+++ WORKING DATA

PR #76, opened 2015-04-11
PLANNER-273 Benchmark report should mention logging level (because that can effect performance)

mcimbora:
* As SLF4J doesn't expose log level, manual resolving needs to be done
* Level resolved for the most general category (org.optaplanner), as sub-categories can define their own logging levels.


optaplanner-benchmark/src/main/java/org/optaplanner/benchmark/impl/result/PlannerBenchmarkResult.java
```diff
@@ -394,6 +420,8 @@ protected static PlannerBenchmarkResult createMergeSingleton(List<SingleBenchmar
                             newResult.availableProcessors, oldResult.availableProcessors);
                     newResult.maxMemory = ConfigUtils.mergeProperty(
                             newResult.maxMemory, oldResult.maxMemory);
+                    newResult.loggingLevel = ConfigUtils.mergeProperty(
+                            newResult.loggingLevel, oldResult.loggingLevel);
```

++++++

TASK DESCRIPTION:
All of the material above needs to be output exactly, with no line left out.

TASK SOLUTION:
PR #76, opened 2015-04-11
PLANNER-273 Benchmark report should mention logging level (because that can effect performance)

mcimbora:
* As SLF4J doesn't expose log level, manual resolving needs to be done
* Level resolved for the most general category (org.optaplanner), as sub-categories can define their own logging levels.


optaplanner-benchmark/src/main/java/org/optaplanner/benchmark/impl/result/PlannerBenchmarkResult.java
```diff
@@ -394,6 +420,8 @@ protected static PlannerBenchmarkResult createMergeSingleton(List<SingleBenchmar
                             newResult.availableProcessors, oldResult.availableProcessors);
                     newResult.maxMemory = ConfigUtils.mergeProperty(
                             newResult.maxMemory, oldResult.maxMemory);
+                    newResult.loggingLevel = ConfigUtils.mergeProperty(
+                            newResult.loggingLevel, oldResult.loggingLevel);
```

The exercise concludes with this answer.